Using the above example,
- If a deal is found for `radiant-ml`, the importer will scan the `/mnt/delta-datasets/radiant-poc` directory for a CAR file matching the PieceCID of the deal.
- If a match is found, the importer will import the data.
- If no match is found, the importer will move on to the next dataset in the list, and attempt to import data for that dataset.

Set the `ignore` flag to `true` to skip a dataset. This is useful if you want to speed-up the import loop by disabling a dataset from being imported (ex. if datacap has been exhausted, or data transfer is not complete yet)

>Note: The `dataset` field must be unique across all entries in the `datasets.json` file

### Operational Modes
Delta-Importer can be ran in three modes:

1. **Default (Boost Scanning) Mode**: This is the default mode.
`--mode default // not required`
In this mode, Delta Importer will scan Boost for deals awaiting import, and automatically match them to CAR files on the filesystem and import them.
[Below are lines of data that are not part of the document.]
PR #165362, opened 2025-10-13
bf16 support for per tensor backward

liangel-02:
Adding bf16 for the backward pass of `torch._fake_quantize_learnable_per_tensor_affine()`. 

Note that for testing, we modified the seed to avoid increasing tolerance due to cases where difference in Python vs CPP downcasting causes tensor mismatches. (e.g. 27.87704 vs  27.8408 before downcasting, 27.7500 vs 27.8750 after downcasting for Python vs CPP op)

* __->__ #165362


test/quantization/core/test_workflow_ops.py
```diff
@@ -948,7 +964,7 @@ def _test_learnable_backward_per_channel(self, X_base, device, scale_base, zero_
                 # increasing tolerance for bf16 due to differences in python's x.to(torch.bfloat16) and cpp's x.to(at::kBFloat16)
```
andrewor14, line 964: this comment is outdated now? Or maybe we should rephrase it to be like, note: if we pick a different seed we may need to increase tolerance due to differences in...

andrewor14 (approved):

aten/src/ATen/native/quantized/FakeQuantPerTensorAffine.cpp
```diff
@@ -184,44 +184,52 @@ std::tuple<Tensor, Tensor, Tensor> _fake_quantize_learnable_per_tensor_affine_ba
           0 & \text{ else }
         \end{cases}
   */
-  float scale_val = scale[0].item<float>();
+
+  bool is_bfloat16 = (X.scalar_type() == at::kBFloat16);
```
Skylion007, line 188: So we shouldn't cast fp16

aten/src/ATen/native/quantized/FakeQuantPerTensorAffine.cpp
```diff
@@ -184,44 +184,52 @@ std::tuple<Tensor, Tensor, Tensor> _fake_quantize_learnable_per_tensor_affine_ba
...
-    X.device().type(), iter, scale_val, inv_scale_val, zero_point_val, quant_min, quant_max, grad_factor);
+    X_.device().type(), iter, scale_val, inv_scale_val, zero_point_val, quant_min, quant_max, grad_factor);
 
   // The total sums over the scale and zero point gradient vectors are what will be returned in the end.
-  auto dScale = dScale_vec.sum().unsqueeze(0).to(scale.device());
-  auto dZeroPoint = dZeroPoint_vec.sum().unsqueeze(0).to(zero_point.device());
+  auto dScale = dScale_vec.sum().unsqueeze(0).to(scale_.device());
+  auto dZeroPoint = dZeroPoint_vec.sum().unsqueeze(0).to(zero_point_.device());
 
   return std::make_tuple(dX, dScale, dZeroPoint);
```
Skylion007, line 234: All these should be std::move into make tuple btw

test/quantization/core/test_workflow_ops.py
liangel-02: not outdated, reverted tolerance change

aten/src/ATen/native/quantized/FakeQuantPerTensorAffine.cpp
liangel-02: we enabled bf16 support for per_tensor alongside per_channel in this pr #165325, so if we want to enable fp16 we can do it in a separate pr for both these ops?

aten/src/ATen/native/quantized/FakeQuantPerTensorAffine.cpp
liangel-02: should we make this change in a follow up PR since this PR doesn't actually touch this code?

2. **Pull Mode - Dataset**
`--mode pull-dataset`
In this mode, the Delta Importer will request deals from the DDM self-service API per-dataset, before attempting to import them.





3. **Pull Mode - CID**
`--mode pull-cid`
In this mode, the Delta Importer will scan the filesystem for CAR files, and make requests to the DDM self-service API for each carfile.
It will check Boost to ensure duplicate deals are not requested.
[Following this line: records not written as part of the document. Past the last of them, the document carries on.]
PR #165370, opened 2025-10-13
[inductor] generate fused rms/layer norm bwd

shunting314:
* #166053
* __->__ #165370
* #166204

RMS/Layer norm backward would generated 2 kind of reductions:
- the reduction computing dx which reduce across the hidden dimension (in the context of transformer)
- the reduction computing dw/db which reduce across the BxT (batch size , sequence length) dimension.

These 2 set of reductions have common input buffers but inductor can not fuse them because of different loop orders.

There are multiple sources of custom kernels that implement fused version of such kernel (Liger-Kernel, quack, Paul Zhang's internal post). This PR enable Inductor to generate such kernels automatically.

The generated kernel is very similar to https://github.com/linkedin/Liger-Kernel/blob/33924d20b6fa5dfc9391e4630ae82cc810114a30/src/liger_kernel/ops/rms_norm.py#L114 .

To make the implementation simple and performing, we enable such fusion only if the inner reduction (computing dx) is a persistent reduction. This should be true for representative inputs. Persistent reduction is critical for the perf here to make sure a loaded tensor does not need to be reload.

To make sure the inner reduction (computing dx) and outer reductions (computing dw/db) being fusible, the PR does the following:
1. convert the outer reductions to pointwise by replacing 'reduction' & 'store_reduction' node with a new type of node 'parital_accumulate'. The new node will collect the reduction type, buffer name, input of reduction etc, which is essential for proper codegening.
2. do loop reordering (rely on the earlier loop ordering after fusion work) to reorder the loops of the converted pointwise so it can be fused with the inner reduction
3. there can be epilogues that need to be added in the end. E.g. the outer reduction may be followed by a division for mean , or followed by a down cast if dw/db is in low precision (fp16/bf16).

Some early benchmarking on H100 shows about 2X speedup for both RMSNorm and LayerNorm backward for shape (1152 * 500, 384 ) used in some internal model. Note that, I manually disable split reduction in this benchmarking since otherwise the fusion will be skipped right now. The next PR will make the mix-order-reduction compose better with split reduction


torch/_inductor/codegen/simd.py
```diff
@@ -1489,27 +1514,148 @@ def requires_closing_previous_reduction(node, node_schedule):
...
+        )
+
+        # split epilogue out of node2
+        node2_reductions, node2_epilogue = self._split_mix_order_reduction_epilogue(
+            node2
+        )
+
+        # decide the split size
+        nrow, ncol = node1.group[1]
+        split_size = 64  # TODO need add heuristics
```
PaulZhang12, line 1557: Is it possible to autotune over this?

torch/_inductor/codegen/triton.py
```diff
@@ -121,6 +122,15 @@
 async_compile = AsyncCompile()
 
 
+def get_triton_reductoin_function(reduction_type):
```
PaulZhang12: nit: spelling

torch/_inductor/codegen/simd.py
shunting314: yes, this is critical to perf. The current status is, if we do split reduction, the split size is already decided by how we pick 'num-split'. 

A few steps I'm trying
1. make the split size independent to num-splits decided by split reduction . The next PR is a first step to make sure we can still fuse mix order reductions even when the outer reduction is split
2. I'll first check if I can come up with a good enough heuristics. If there is no heuristics that works well for all important shapes, then do autotuning before codegening the kernel. (Similar implementation as how we benchmark fusion)

torch/_inductor/codegen/simd.py
```diff
@@ -1489,27 +1514,148 @@ def requires_closing_previous_reduction(node, node_schedule):
...
+            end = f"({idx} + 1) * {stride_str}"
+            reduction_type2op = {
+                "min": "amin",
+                "max": "amax",
+            }
+            opname = reduction_type2op.get(
+                partial_accum.reduction_type, partial_accum.reduction_type
+            )
+            V.graph.wrapper_code.writeline(
+                f"{buffer_name} = workspace_0[{start} : {end}].view({nsplit}, {rnumel}).{opname}(dim=0)",
```
shunting314: This causes issue when the graph has multiple workspace allocations. Fixing is coming

torch/_inductor/codegen/common.py
```diff
@@ -1573,7 +1581,6 @@ def workspace(
         - A new argument "ws_ptr" will be present in the generated code.
 
         Args:
-            nbytes (sympy.Expr): The number of bytes to allocate.
```
jansel: ?

jansel (approved):

torch/_inductor/config.py
```diff
@@ -1530,6 +1530,10 @@ class triton:
     # If set to false, will never generate PDL code.
     enable_pdl = False
 
+    mix_order_reduction = (
+        os.environ.get("TORCHINDUCTOR_MIX_ORDER_REDUCTION", "0") == "1"
```
shunting314, line 1534: Off by default in this PR. Will reenable in following PRs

When using in either `Pull Mode`, the `--ddm-api` and `--ddm-token` flags are required. These indicate the DDM API endpoint and the API token to use when making deal requests to the DDM API. Contact your DDM administrator for these parameters.
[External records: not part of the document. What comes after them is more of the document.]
PR #165376, opened 2025-10-13
[DebugMode] refactor logs into _DebugCalls

pianpwk:
Refactors `DebugMode.operators` to be more structured `_DebugCall` objects, instead of (op, args, kwargs, call_depth) tuples. Useful going forward for attaching more information (e.g. output info, call metadata).

Is BC-breaking, but attaches an `__iter__` method for `_OpCall` and `_RedistributeCall` so previous tuple usage is accessible.

* #165499
* #165462
* #165497
* #165377
* #165461
* #165498
* __->__ #165376

cc @H-Huang @awgu @wanchaol @fegin @fduwjj @wz337 @wconstab @d4l3k @pragupta @msaroufim @dcci @ezyang @gchanan


SherlockNoMad (dismissed):

torch/utils/_debug_mode.py
```diff
@@ -138,7 +171,7 @@ def __torch_function__(self, func, types, args=(), kwargs=None):
         if kwargs is None:
             kwargs = {}
 
-        self.operators.append((func, args, kwargs, self.call_depth))
+        self.operators.append(_OpCall(func, args, kwargs, self.call_depth))
```
malfet, line 194: This is BC breaking, isn't it? Though I agree, that `torch.utils._debug_mode` seems to be internal only method, so 3rd party users rely on it, so it worth at least documenting, that type of operators is changing, and perhaps provide fallback to `_OpCall` to make it's attributes accessible as tuple

And last but not least: unittest?

yushangdi (approved):

PR #165379, opened 2025-10-13
[CUDA][cuBLAS] Only `xFail` `addmm` with reduced precision reductions on non-RTX skus

eqy:
RTX Blackwells don't behave quite like their datacenter counterparts here

cc @ptrblck @msaroufim @jerryzh168 @mruberry @csarofeen @xwang233


Skylion007 (approved):
Huh, can we raise the tolerance just for datacenter GPUs?

PR #165817, opened 2025-10-18
[FlexAttention] Add mechanism to get optimal autotune decision

drisspg:
* #166359
* __->__ #165817

Script: https://github.com/meta-pytorch/attention-gym/pull/169

Feels directionally okay but there is some bike shedding / this could be quite prone to collision of keys depending on mask mod and score mod changes and simple cache key.

Usecase: https://github.com/meta-pytorch/attention-gym/pull/169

Additionally, `Pull Mode` allows optional specification of
- `--ddm-delay-start`, which delays the number of days for requested deals start epoch. Valid values are between `1` and `14`, for example `--ddm-delay-start 7`
- `--ddm-advance-end`, which advances the end epoch (i.e, shortens deal duration) by the specified number of days. Valid values are between `0` and `20`, for example `--ddm-advance-end 10`

*example pull mode (Dataset) configuration*
```bash
delta-importer daemon\
--boost-url 10.32.32.20 \
--boost-gql-port 8080
--boost-port 1288 \
--boost-auth-token XXX.YYY.ZZZ \
--max_concurrent 160 \
--interval 220 \
--mode pull-dataset \
--ddm-delay-start 7 \
--ddm-advance-end 10 \
--ddm-api http://ddm-api.delta.store/api/v1/self-service \
--ddm-token 4b28d311-8be6-48d7-801f-dcb6a87ad49d
```

## Other commands

Run `delta-importer stats` to get a table showing statistics on imported deal data.